DATA
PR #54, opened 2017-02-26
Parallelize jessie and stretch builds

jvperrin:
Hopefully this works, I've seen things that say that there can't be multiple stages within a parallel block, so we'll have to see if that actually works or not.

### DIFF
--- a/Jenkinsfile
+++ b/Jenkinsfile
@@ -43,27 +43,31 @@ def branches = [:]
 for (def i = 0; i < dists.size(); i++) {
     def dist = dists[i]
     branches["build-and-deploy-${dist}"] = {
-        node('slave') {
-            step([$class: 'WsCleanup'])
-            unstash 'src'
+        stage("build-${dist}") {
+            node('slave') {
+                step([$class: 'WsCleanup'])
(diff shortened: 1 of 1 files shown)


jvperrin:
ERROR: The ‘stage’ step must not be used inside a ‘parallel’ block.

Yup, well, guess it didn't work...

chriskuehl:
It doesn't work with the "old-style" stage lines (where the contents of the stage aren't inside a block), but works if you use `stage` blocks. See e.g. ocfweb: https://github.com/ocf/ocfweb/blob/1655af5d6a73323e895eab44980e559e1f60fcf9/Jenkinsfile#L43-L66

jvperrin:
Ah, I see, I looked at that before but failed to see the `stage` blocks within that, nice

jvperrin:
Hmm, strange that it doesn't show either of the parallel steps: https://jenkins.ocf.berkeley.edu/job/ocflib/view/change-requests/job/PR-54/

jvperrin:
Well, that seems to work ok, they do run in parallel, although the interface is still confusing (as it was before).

TASK DIRECTIONS
From the line holding "Ah, I see, I" to the last line of the material above, reproduce every line exactly, and only those.

ANSWER TO THIS EXERCISE
Ah, I see, I looked at that before but failed to see the `stage` blocks within that, nice

jvperrin:
Hmm, strange that it doesn't show either of the parallel steps: https://jenkins.ocf.berkeley.edu/job/ocflib/view/change-requests/job/PR-54/

jvperrin:
Well, that seems to work ok, they do run in parallel, although the interface is still confusing (as it was before).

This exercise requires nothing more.